### How to complete this task
Go line by line through the entries below and count those containing the string "plugins"; give only the count.

### Provided data
Issue #2528, opened 2025-10-24
Remove the old permission_allowed system and Permission class entirely


simonw:
It's time to ditch the old permissions system entirely and move everything to `datasette.allowed()` and friends.

This is why we fixed a bunch of plugins pinning alpha 1.0a19:
- #2516

simonw:
Told Claude:

> `Read https://github.com/simonw/datasette/issues/2528 and then prepare a detailed markdown report on what needs to be  done, put that in plan.md`

-----

# Plan: Remove Old Permission System (Issue #2528)

## Overview

Remove the legacy `permission_allowed` system and `Permission` class entirely from Datasette, consolidating all permission handling around the newer `datasette.allowed()` API and related functions.

**Related Issues:** #2516
**Breaking Change:** Yes
**Milestone:** Alpha with new permissions

## Current State Analysis

### Old System Components to Remove

1. **`datasette.permission_allowed()` method**
   - Old async method that returns boolean for permission checks
   - Used throughout codebase and by plugins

### Task solution
2